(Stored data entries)
· · ·
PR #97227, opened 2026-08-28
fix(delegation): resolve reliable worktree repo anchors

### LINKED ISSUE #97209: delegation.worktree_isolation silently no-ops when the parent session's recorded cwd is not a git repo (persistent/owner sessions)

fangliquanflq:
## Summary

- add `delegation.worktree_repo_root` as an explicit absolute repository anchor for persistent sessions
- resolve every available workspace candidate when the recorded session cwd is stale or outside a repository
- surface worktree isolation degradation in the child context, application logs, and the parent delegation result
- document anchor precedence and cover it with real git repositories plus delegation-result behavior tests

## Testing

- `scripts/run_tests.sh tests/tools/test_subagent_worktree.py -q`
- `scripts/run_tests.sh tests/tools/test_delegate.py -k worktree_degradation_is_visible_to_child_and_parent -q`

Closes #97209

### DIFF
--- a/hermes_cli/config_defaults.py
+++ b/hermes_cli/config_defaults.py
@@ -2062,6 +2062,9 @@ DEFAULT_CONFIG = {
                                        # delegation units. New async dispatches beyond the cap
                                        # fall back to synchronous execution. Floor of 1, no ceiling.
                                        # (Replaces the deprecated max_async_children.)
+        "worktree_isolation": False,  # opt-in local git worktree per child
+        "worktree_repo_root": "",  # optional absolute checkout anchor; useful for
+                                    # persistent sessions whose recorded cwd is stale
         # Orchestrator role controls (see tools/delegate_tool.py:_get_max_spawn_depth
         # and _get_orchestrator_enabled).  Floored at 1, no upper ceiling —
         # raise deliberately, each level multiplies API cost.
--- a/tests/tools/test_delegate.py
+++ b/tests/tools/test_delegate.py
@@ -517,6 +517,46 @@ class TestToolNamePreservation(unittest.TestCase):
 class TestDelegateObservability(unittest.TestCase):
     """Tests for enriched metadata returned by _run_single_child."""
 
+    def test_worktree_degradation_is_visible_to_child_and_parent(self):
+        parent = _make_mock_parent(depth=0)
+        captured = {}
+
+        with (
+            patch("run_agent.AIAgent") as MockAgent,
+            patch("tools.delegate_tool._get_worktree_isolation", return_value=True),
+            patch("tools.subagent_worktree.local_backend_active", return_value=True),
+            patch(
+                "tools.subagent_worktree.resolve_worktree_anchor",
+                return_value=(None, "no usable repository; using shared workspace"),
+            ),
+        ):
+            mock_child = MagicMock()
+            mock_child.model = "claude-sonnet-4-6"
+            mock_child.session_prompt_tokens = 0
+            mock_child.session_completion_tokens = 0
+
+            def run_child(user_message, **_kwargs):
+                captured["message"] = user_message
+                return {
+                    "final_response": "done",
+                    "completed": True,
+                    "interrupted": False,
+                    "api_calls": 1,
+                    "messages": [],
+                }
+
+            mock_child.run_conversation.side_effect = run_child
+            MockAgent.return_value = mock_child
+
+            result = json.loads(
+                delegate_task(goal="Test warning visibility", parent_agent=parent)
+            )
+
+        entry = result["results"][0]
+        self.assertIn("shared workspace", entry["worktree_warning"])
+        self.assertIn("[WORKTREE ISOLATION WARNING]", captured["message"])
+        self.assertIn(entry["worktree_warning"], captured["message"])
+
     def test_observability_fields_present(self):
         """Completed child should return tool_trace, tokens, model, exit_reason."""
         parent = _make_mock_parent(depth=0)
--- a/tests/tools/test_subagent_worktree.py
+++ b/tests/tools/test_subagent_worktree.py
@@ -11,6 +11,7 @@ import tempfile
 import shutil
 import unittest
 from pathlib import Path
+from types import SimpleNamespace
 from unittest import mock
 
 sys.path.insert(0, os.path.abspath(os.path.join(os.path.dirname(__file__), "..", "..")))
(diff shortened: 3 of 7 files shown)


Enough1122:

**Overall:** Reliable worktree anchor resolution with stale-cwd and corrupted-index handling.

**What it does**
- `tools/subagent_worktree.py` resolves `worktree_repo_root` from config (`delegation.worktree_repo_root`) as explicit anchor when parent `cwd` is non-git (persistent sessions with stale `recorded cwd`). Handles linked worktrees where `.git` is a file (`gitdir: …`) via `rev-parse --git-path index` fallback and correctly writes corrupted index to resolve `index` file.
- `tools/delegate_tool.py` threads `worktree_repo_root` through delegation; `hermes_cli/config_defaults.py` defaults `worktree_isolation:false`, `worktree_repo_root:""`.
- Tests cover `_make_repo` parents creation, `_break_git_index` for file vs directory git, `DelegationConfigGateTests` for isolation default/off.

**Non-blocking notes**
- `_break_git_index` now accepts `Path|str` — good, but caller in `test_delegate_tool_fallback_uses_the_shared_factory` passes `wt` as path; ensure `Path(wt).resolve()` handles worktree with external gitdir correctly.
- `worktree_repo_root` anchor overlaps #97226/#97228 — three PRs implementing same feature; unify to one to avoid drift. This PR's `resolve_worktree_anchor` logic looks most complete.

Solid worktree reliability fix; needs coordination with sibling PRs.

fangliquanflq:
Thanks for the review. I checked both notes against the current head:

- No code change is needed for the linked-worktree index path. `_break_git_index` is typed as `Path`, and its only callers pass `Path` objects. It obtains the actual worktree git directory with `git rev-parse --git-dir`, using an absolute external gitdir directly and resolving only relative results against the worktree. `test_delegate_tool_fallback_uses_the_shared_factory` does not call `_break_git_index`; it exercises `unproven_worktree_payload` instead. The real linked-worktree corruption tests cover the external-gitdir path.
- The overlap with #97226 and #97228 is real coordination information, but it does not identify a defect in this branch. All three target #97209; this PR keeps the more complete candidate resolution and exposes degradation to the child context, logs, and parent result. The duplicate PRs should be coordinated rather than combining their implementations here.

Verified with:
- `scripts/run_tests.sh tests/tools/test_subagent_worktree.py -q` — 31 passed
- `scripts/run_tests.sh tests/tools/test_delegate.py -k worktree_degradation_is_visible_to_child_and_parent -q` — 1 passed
· · ·
**Work to be completed**
Beginning at the first line above, repeat exactly until the line containing "for persistent sessions", which is included.

**Answer to the problem**
PR #97227, opened 2026-08-28
fix(delegation): resolve reliable worktree repo anchors

### LINKED ISSUE #97209: delegation.worktree_isolation silently no-ops when the parent session's recorded cwd is not a git repo (persistent/owner sessions)

fangliquanflq:
## Summary

- add `delegation.worktree_repo_root` as an explicit absolute repository anchor for persistent sessions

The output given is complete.